- _Goal of the exercise_
Exact transcription of the records is required.

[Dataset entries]
PR #545, opened 2020-08-31
[cudamapper] Minimizer uses thrust::inclusive_scan

mimaric:
`Minimizer::generate_sketch_elements()` now uses `thrust::inclusive_scan()` to determine positions of reads' minimizers on device, instead of doing it on host. Total number of reads is small and the total number of minimizers still has to be copied to host so performance gains are not big, but it makes the code significantly cleaner.

This PR also removes `cudaStreamSynchronize()` from the end of `Minimizer::generate_sketch_elements()`, but note that freeing `device_buffer`s (for now) contains calls to `cudaStreamSynchronize()`

### DIFF
--- a/cudamapper/src/minimizer.cu
+++ b/cudamapper/src/minimizer.cu
@@ -1055,10 +1055,6 @@ Minimizer::GeneratedSketchElements Minimizer::generate_sketch_elements(DefaultDe
     GW_LOG_INFO("Deallocating {} bytes from read_id_to_windows_section_d", read_id_to_windows_section_d.size() * sizeof(decltype(read_id_to_windows_section_d)::value_type));
     read_id_to_windows_section_d.free();
 
-    // This is not completely necessary, but if removed one has to make sure that the next step
-    // uses the same stream or that sync is done in caller
-    GW_CU_CHECK_ERR(cudaStreamSynchronize(cuda_stream));
-
     return {std::move(representations_compressed_d),
             std::move(rest_compressed_d)};
 }
--- a/cudamapper/src/minimizer.cu
+++ b/cudamapper/src/minimizer.cu
@@ -17,6 +17,9 @@
 #include <limits>
 #include "minimizer.hpp"
 
+#include <thrust/scan.h>
+#include <thrust/execution_policy.h>
+
 namespace claraparabricks
 {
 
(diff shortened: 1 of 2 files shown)


cudamapper/src/minimizer.cu
```diff
@@ -836,32 +839,34 @@ __global__ void find_back_end_minimizers(const std::uint64_t minimizer_size,
...
                                     Minimizer::ReadidPositionDirection* const rest_compressed,
-                                    const ArrayBlock* const read_id_to_compressed_minimizers,
-                                    std::uint32_t offset)
+                                    const std::int64_t* const read_id_to_compressed_minimizers,
+                                    std::uint32_t read_id_of_first_read)
 {
-    const auto& first_input_minimizer  = read_id_to_windows_section[blockIdx.x].first_element_;
-    const auto& first_output_minimizer = read_id_to_compressed_minimizers[blockIdx.x].first_element_;
-    const auto& number_of_minimizers   = read_id_to_compressed_minimizers[blockIdx.x].block_size_;
+    const auto& first_input_minimizer = read_id_to_windows_section[blockIdx.x].first_element_;
```
ahehn-nv, line 861: Optional: while you are at it, could you remove the reference?

cudamapper/src/minimizer.cu
```diff
@@ -906,11 +911,11 @@ Minimizer::GeneratedSketchElements Minimizer::generate_sketch_elements(DefaultDe
     device_buffer<char> window_minimizers_direction_d(total_windows, allocator, cuda_stream);
     GW_LOG_INFO("Allocating {} bytes for window_minimizers_position_in_read_d", total_windows * sizeof(position_in_read_t));
     device_buffer<position_in_read_t> window_minimizers_position_in_read_d(total_windows, allocator, cuda_stream);
-    GW_LOG_INFO("Allocating {} bytes for read_id_to_minimizers_written_d", number_of_reads_to_add * sizeof(std::uint32_t));
-    device_buffer<std::uint32_t> read_id_to_minimizers_written_d(number_of_reads_to_add, allocator, cuda_stream);
+    GW_LOG_INFO("Allocating {} bytes for read_id_to_minimizers_written_d", number_of_reads_to_add * sizeof(std::int64_t));
+    device_buffer<std::int64_t> read_id_to_minimizers_written_d(number_of_reads_to_add, allocator, cuda_stream);
```
ahehn-nv, line 915: Wouldn't `int32_t` be large enough?

cudamapper/src/minimizer.cu
mimaric: done

cudamapper/src/minimizer.cu
mimaric: I was thinking about this as well. This array is also used as an output of `inclusive_sum()` for it should be able to keep the total number of minimizers in an index. I think 31 bits should still be enough for this (otherwise matcher would probably go OOM on every system in foreseeable future), but I'm not sure about mapping to long reference.
As this array is expected to have a few thousand elements I would keep it 64-bit just in case, if you agree

ahehn-nv: Makes sense. Thanks for the additional explanation.

ahehn-nv (approved):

- _Task output_
PR #545, opened 2020-08-31
[cudamapper] Minimizer uses thrust::inclusive_scan

mimaric:
`Minimizer::generate_sketch_elements()` now uses `thrust::inclusive_scan()` to determine positions of reads' minimizers on device, instead of doing it on host. Total number of reads is small and the total number of minimizers still has to be copied to host so performance gains are not big, but it makes the code significantly cleaner.

This PR also removes `cudaStreamSynchronize()` from the end of `Minimizer::generate_sketch_elements()`, but note that freeing `device_buffer`s (for now) contains calls to `cudaStreamSynchronize()`

### DIFF
--- a/cudamapper/src/minimizer.cu
+++ b/cudamapper/src/minimizer.cu
@@ -1055,10 +1055,6 @@ Minimizer::GeneratedSketchElements Minimizer::generate_sketch_elements(DefaultDe
     GW_LOG_INFO("Deallocating {} bytes from read_id_to_windows_section_d", read_id_to_windows_section_d.size() * sizeof(decltype(read_id_to_windows_section_d)::value_type));
     read_id_to_windows_section_d.free();
 
-    // This is not completely necessary, but if removed one has to make sure that the next step
-    // uses the same stream or that sync is done in caller
-    GW_CU_CHECK_ERR(cudaStreamSynchronize(cuda_stream));
-
     return {std::move(representations_compressed_d),
             std::move(rest_compressed_d)};
 }
--- a/cudamapper/src/minimizer.cu
+++ b/cudamapper/src/minimizer.cu
@@ -17,6 +17,9 @@
 #include <limits>
 #include "minimizer.hpp"
 
+#include <thrust/scan.h>
+#include <thrust/execution_policy.h>
+
 namespace claraparabricks
 {
 
(diff shortened: 1 of 2 files shown)


cudamapper/src/minimizer.cu
```diff
@@ -836,32 +839,34 @@ __global__ void find_back_end_minimizers(const std::uint64_t minimizer_size,
...
                                     Minimizer::ReadidPositionDirection* const rest_compressed,
-                                    const ArrayBlock* const read_id_to_compressed_minimizers,
-                                    std::uint32_t offset)
+                                    const std::int64_t* const read_id_to_compressed_minimizers,
+                                    std::uint32_t read_id_of_first_read)
 {
-    const auto& first_input_minimizer  = read_id_to_windows_section[blockIdx.x].first_element_;
-    const auto& first_output_minimizer = read_id_to_compressed_minimizers[blockIdx.x].first_element_;
-    const auto& number_of_minimizers   = read_id_to_compressed_minimizers[blockIdx.x].block_size_;
+    const auto& first_input_minimizer = read_id_to_windows_section[blockIdx.x].first_element_;
```
ahehn-nv, line 861: Optional: while you are at it, could you remove the reference?

cudamapper/src/minimizer.cu
```diff
@@ -906,11 +911,11 @@ Minimizer::GeneratedSketchElements Minimizer::generate_sketch_elements(DefaultDe
     device_buffer<char> window_minimizers_direction_d(total_windows, allocator, cuda_stream);
     GW_LOG_INFO("Allocating {} bytes for window_minimizers_position_in_read_d", total_windows * sizeof(position_in_read_t));
     device_buffer<position_in_read_t> window_minimizers_position_in_read_d(total_windows, allocator, cuda_stream);
-    GW_LOG_INFO("Allocating {} bytes for read_id_to_minimizers_written_d", number_of_reads_to_add * sizeof(std::uint32_t));
-    device_buffer<std::uint32_t> read_id_to_minimizers_written_d(number_of_reads_to_add, allocator, cuda_stream);
+    GW_LOG_INFO("Allocating {} bytes for read_id_to_minimizers_written_d", number_of_reads_to_add * sizeof(std::int64_t));
+    device_buffer<std::int64_t> read_id_to_minimizers_written_d(number_of_reads_to_add, allocator, cuda_stream);
```
ahehn-nv, line 915: Wouldn't `int32_t` be large enough?

cudamapper/src/minimizer.cu
mimaric: done

cudamapper/src/minimizer.cu
mimaric: I was thinking about this as well. This array is also used as an output of `inclusive_sum()` for it should be able to keep the total number of minimizers in an index. I think 31 bits should still be enough for this (otherwise matcher would probably go OOM on every system in foreseeable future), but I'm not sure about mapping to long reference.
As this array is expected to have a few thousand elements I would keep it 64-bit just in case, if you agree

ahehn-nv: Makes sense. Thanks for the additional explanation.

ahehn-nv (approved):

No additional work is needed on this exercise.